Decriminalisation did not increase self-disclosure of cannabis use significantly, and the clinical benefit of administering UMDS remains unclear. While decriminalisation did not significantly increase overall self-reported cannabis use, there was a statistically significant rise in cannabis use detected via UMDS post-decriminalisation. This suggests that objective testing may reveal increases in cannabis use that self-reporting does not fully capture. Our results also indicate that most MHCUs using cannabis are young males. Being young and male is a risk factor for cannabis use and developing MI, and this study highlights that young males still constitute the majority of admissions post-decriminalisation. Reducing psychiatric admission in young males may lessen the burden on the healthcare system.24,28,31,39 The post-decriminalisation period may have fostered a perception that cannabis is safer, contributing to earlier and increased use facilitated by easier access to various cannabis products.
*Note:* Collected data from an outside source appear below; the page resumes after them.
PR #608, opened 2022-09-16
Fix precision error when sending numeric zero

rishabhtanwar29:
### Description
When TDS gets a numeric zero with typmod = -1 to sent to client then it calls **numeric_get_typmod** function to calculate typmod, precision and scale using actual expression but numeric zero has both precision and scale equal to zero so we send 0 to client directly which causes error on some clients as precision 0 is invalid.

Fix this by sending (precision,scale) equal to T-SQL default **(18,0)** instead for numeric zero.

### Test description
1. Added exact repro test scenario in dotnet Framework.
2. Manually tested with SSMS client where the error was reported.
3. Edge case is numeric zero, so added test cases for both numeric zero and non-zero values.

Task: BABEL-3344

### Check List


bsatarupa (dismissed):

test/dotnet/input/Datatypes/TestNumeric.txt
```diff
@@ -176,3 +176,6 @@ prepst#!#exec#!#numeric|-|a7|-|-123|-|9|-|2
 #SELECT * FROM numeric_table;
 
 DROP TABLE numeric_table;
+
+# Test BABEL-3344
+SELECT CASE WHEN 1=1 THEN 0 ELSE cast(98.7627 AS numeric(24,6)) END
```
surendravishnoi: why we have written test this way where else will never execute

contrib/babelfishpg_tds/src/backend/tds/tdsresponse.c
```diff
@@ -890,7 +890,7 @@ MakeEmptyParameterToken(char *name, int atttypid, int32 atttypmod, int attcollat
 				 * Get the precision and scale out of the typmod value if typmod is valid
 				 * Otherwise tds_default_numeric_precision/scale will be used.
 				 */
-				if (atttypmod >= VARHDRSZ)
```
surendravishnoi, line 893: do we have test cases to cover all three case <, = and >?

test/dotnet/input/Datatypes/TestNumeric.txt
rishabhtanwar29: This is the original test scenario given in the jira but although the `else` never gets returned but it's value decides the return type of result. So, `0` will be returned as numeric (not int) since else condition evaluates to numeric.

contrib/babelfishpg_tds/src/backend/tds/tdsresponse.c
rishabhtanwar29: Yeah there are already tests which are testing this but I have confirmed with Satarupa that we should only check for `>` in above condition otherwise if atttypmod = VARHDRSZ, we will incorrectly return both precision and scale as zeros.

surendravishnoi: is this only applicable to numeric zero? otherwise, we do not have test coverage for = condition which was broken so far

rishabhtanwar29: Yeah atttypmod = VARHDRSZ only happens to be in case of numeric zero. I have added few more test cases for non zero numeric values.

bsatarupa (approved):

surendravishnoi (approved):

If cannabis use in young males has increased, targeted interventions aimed at reducing it in this group may reduce admissions and thus improve individual outcomes and reduce the burden on the healthcare system.48

Acknowledgements

The authors thank Prof. Kennedy Otwombe for his assistance with the statistical analysis. This article is partially based on the author’s Masters in Medicine titled ‘Changes in cannabis use post decriminalisation in mental health care users in South Africa’ towards the degree of Masters in Medicine in Psychiatry in the Department of Psychiatry, University of the Witwatersrand on September 2020, with supervisors Dr Lisa Galvin and Dr Laila Paruk.

Competing interests

The authors declare that they have no financial or personal relationship(s) that may have inappropriately influenced them in writing this article.

Authors’ contributions

R.M. conceived the original idea as part of her master’s research project for the University of the Witwatersrand. L.G. and L.P. supervised the project and provided critical feedback during the research process. All authors helped shape the research, analysis and article.

Funding information

This research received no specific grant from any funding agency in the public, commercial or not-for-profit sectors.

Data availability

The data that support the findings of this study are not openly available because of reasons of sensitivity in the form of human data, and are available from the corresponding author, R.M. upon reasonable request, subject to relevant approval processes.

Disclaimer

The views and opinions expressed in this article are those of the authors and are the product of professional research. It does not necessarily reflect the official policy or position of any affiliated institution, funder, agency or that of the publisher. The authors are responsible for this article’s results, findings and content.